JGU will define the required APIs for the batch scheduler with the project partners so that users can convey their I/O requirements to the I/O scheduler. Example interfaces in the context of ad hoc file systems are

  1. paths to the input data and paths where the output data should be placed within the PFS;
  2. how long the data should be available on the ad hoc file system, that is, should the ad hoc file system be scheduled within or outside the boundaries of the batch job;
  3. if other jobs need access to the data within the ad hoc file system. In this case, the ad hoc file system can run on a dedicated set of nodes, or the following jobs are scheduled to the same nodes of the node-local ad hoc file system. Nevertheless, I/O requirements can also include information about the data placement and distribution beneficial to the users' application.

Further, we define QoS metrics which allow insights on the used bandwidth of a user application. For instance, this can be based on the token-based system of Lustre's QoS extension that JGU and DDN developed in the past in which a user is allowed x amount of RPCs per second with each RPC being worth 1 MiB, regardless of wheather a user's I/O request uses the full megabyte of each RPC. This allows us to achieve insights into an application's behavior and allows users to ask for x amount of required bandwidth as a newly added the batch scheduler API. Based on the current usage and priorities (some users have a higher priority than others), the resources of the back-end storage system are fairly distributed. Such QoS metrics or, in general, the workload utilization should expand to the ad hoc file system so that users can make informed decisions on the ad hoc file system efficiency when running their applications.

Lastly, an API is defined for the batch scheduler, allowing users to ask for stage-in/out processes between storage tiers, e.g., PFS and ad hoc file system. In addition, the API should include ways to include custom intermediate code while moving the data between tiers.
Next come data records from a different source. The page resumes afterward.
PR #156, opened 2021-09-27
Move UCC to Qubit Space

### LINKED ISSUE #127: Replace `_pool` with `_qubit_pool`
At present, the Algorithm class uses a `_pool_` attribute, which represents a linear combination of fermionic second quantized operators. This is inappropriate for systems that are not fermions, or for algorithms with an operator pool for which expressing things in terms of second quantization is inconvenient. These should be replaced with an operator pool expressed solely in terms of qubit-space operators.

JonathonMisiewicz:
## Description
Closes #127. `AnsatzAlgorithm._pool_obj` is banished to oblivion in favor of `AnastzAlgorithm._qubit_pool`.

This is major enough interest that I'm notifying @fevangelista. Review not required, but would be appreciated.

## User Notes
- [x] The `_pool_obj` is no longer on the `AnsatzAlgorithm` and has been replaced with `_qubit_pool`
- [x] Pybinding a few features of the `QubitOpPool`
- [x] `QubitOpPool` now has a description field, if you want to specify what these generators mean in some other space, i.e., fermion space
- [x]  `QubitOpPool::get_qubit_operator` added. This is rough and will need to be re-analyzer later.

## Checklist
- [x] Docstrings updated, where appropriate
- [x] Ready to go!

### DIFF
--- a/src/qforte/abc/ansatz.py
+++ b/src/qforte/abc/ansatz.py
@@ -26,10 +26,10 @@ class UCC:
             A list of parameters that define the variational degrees of freedom in
             the state preparation circuit Uvqc. This is needed for the scipy minimizer.
         """
-        temp_pool = qf.SQOpPool()
+        temp_pool = qf.QubitOpPool()
         tamps = self._tamps if amplitudes is None else amplitudes
         for tamp, top in zip(tamps, self._tops):
-            temp_pool.add(tamp, self._pool_obj[top][1])
+            temp_pool.add(tamp, self._qubit_pool[top][1])
 
         A = temp_pool.get_qubit_operator('commuting_grp_lex')
 
@@ -74,21 +74,25 @@ class UCC:
             residuals.
         """
 
+        reference_state = qf.QubitBasis(self._nqb)
+        for k, occ in enumerate(self._ref):
+            reference_state.set_bit(k, occ)
+
         resids_over_denoms = []
 
-        # loop over toperators
-        for mu, m in enumerate(self._tops):
-            sq_op = self._pool_obj[m][1]
+        for mu, (index, _) in enumerate(self._excited_dets):
+            excited = qf.QubitBasis(index)
 
-            temp_idx = sq_op.terms()[0][2][-1]
-            if temp_idx < int(sum(self._ref)/2): # if temp_idx is an occupied idx
-                sq_creators = sq_op.terms()[0][1]
-                sq_annihilators = sq_op.terms()[0][2]
-            else:
-                sq_creators = sq_op.terms()[0][2]
-                sq_annihilators = sq_op.terms()[0][1]
+            denom = 0
 
-            denom = sum(self._orb_e[x] for x in sq_annihilators) - sum(self._orb_e[x] for x in sq_creators)
+            for qubit in range(self._nqb):
+                if reference_state.get_bit(qubit):
+                    if not excited.get_bit(qubit):
+                        # Annnihilated
+                        denom += self._orb_e[qubit]
+                elif excited.get_bit(qubit):
+                    # Created
+                    denom -= self._orb_e[qubit]
 
             res_mu = residuals[mu] / denom
 
--- a/src/qforte/abc/ansatz.py
+++ b/src/qforte/abc/ansatz.py
@@ -64,7 +64,7 @@ class UCC:
             self._orb_e.append(ei)
 
     def get_res_over_mpdenom(self, residuals):
-        """This function returns a vector given by the residuals dividied by the
+        """This function returns a vector given by the residuals divided by the
         respective Moller Plesset denominators.
 
         Parameters
--- a/src/qforte/computer.h
+++ b/src/qforte/computer.h
@@ -73,7 +73,7 @@ class Computer {
     std::vector<std::complex<double>> direct_idxd_oppl_exp_val(const QubitOpPool& qopl, const std::vector<int>& idxs);
 
     /// measure expectation value of all operators in an operator pool, where
-    /// the operator coefficents have been multipiled by mults
+    /// the operator coefficients have been multiplied by mults
     std::vector<std::complex<double>> direct_oppl_exp_val_w_mults(
         const QubitOpPool& qopl,
         const std::vector<std::complex<double>>& mults);
--- a/src/qforte/computer.h
+++ b/src/qforte/computer.h
@@ -49,7 +49,7 @@ class Computer {
     void apply_gate(const Gate& qg);
 
     /// apply a constant to the quantum computer (WARNING, this operation
-    /// is not physical as it does not represent a unitary opperation). Only
+    /// is not physical as it does not represent a unitary operation). Only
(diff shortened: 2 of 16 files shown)


src/qforte/abc/ansatz.py
```diff
@@ -74,21 +74,25 @@ def get_res_over_mpdenom(self, residuals):
...
 
-            denom = sum(self._orb_e[x] for x in sq_annihilators) - sum(self._orb_e[x] for x in sq_creators)
+            for qubit in range(self._nqb):
+                if reference_state.get_bit(qubit):
+                    if not excited.get_bit(qubit):
+                        # Annnihilated
+                        denom += self._orb_e[qubit]
+                elif excited.get_bit(qubit):
+                    # Created
+                    denom -= self._orb_e[qubit]
```
fevangelista, line 96: I have a question here: do we assume a JW transformation here? In the old version based on the sq_operators, the denominator are independent of the fermionic mapping. But if we examine qubits it should depend if we use parity or JW. So if this is the case, I would consider adding a function that computes the denominator and that keeps into account the transformation used. We might have to think about this carefully to make it work in the general case.

src/qforte/computer.h
```diff
@@ -72,8 +72,8 @@ class Computer {
     /// measure expectation value for specific operators in an operator pool
     std::vector<std::complex<double>> direct_idxd_oppl_exp_val(const QubitOpPool& qopl, const std::vector<int>& idxs);
 
-    /// measure expectaion value of all operators in an operator pool, where the
-    /// operator coefficents have been multipild by mults
+    /// measure expectation value of all operators in an operator pool, where
+    /// the operator coefficents have been multipiled by mults
```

For instance, the job's output data could be processed and compressed before storing it on the PFS.

4.2 Scheduling algorithms and policies

  • develop I/O scheduling algorithms and benchmarks to evaluate them.
  • the current state of the system is used to drive scheduling decisions.
  • Goal is to minimize storage backend congestion, enforce QoS constraits for each job, and reuse data on local storage to minimize data movement and leverage on locality.
  • Algorithms to predict I/O behaviors and user/application behaviors with machine learning and other techniques
  • Goal is to minimize waiting times

JGU will offer methods to reduce congestion by coordinating ad-hoc file systems and the storage back-end in three ways:

  1. We'll define and implement optimized data movement strategies to minimize reading and writing data from and to the PFS, e.g., when staging-in/out data.
  2. We enforce the QoS requirements in the batch scheduler defined in 4.1 by leveraging on the Lustre QoS extensions.
  3. We implement the interfaces defined in 4.1 so that data can stay within the realms of the ad hoc file system across multiple jobs if they operate on the same input data or rely on the intermediate results of the previous job. In cases the same amount of nodes cannot be used, the data should be transferred between the compute nodes instead of storing them on the PFS.

4.3 On site, in transfer data transformations

  • Create control points inside I/O scheduler
  • Goal is that users can add custom code that is executed while data is transferred on the network or on-site when the data is on the local storage
  • on site data should be resued by rescheduling connected simulation and analysis tasks to the same nodes
  • control points will be offered to other admire components and ad hoc storage systems so that applications can use the functionalities through them (????)

JGU will implement interfaces and tools allowing users to execute their custom code for data processing at the compute node (in-situ). These users can then execute user-defined scripts or significantly extend certain file system I/O operations. For example, a modular file system interface could allow custom code to be executed before the ad hoc file system writes the back-end data to disk. One possible use case is the on-the-fly encryption of sensitive data so that raw data is never stored on node-local storage devices, which other users have access to in later scheduled batch jobs.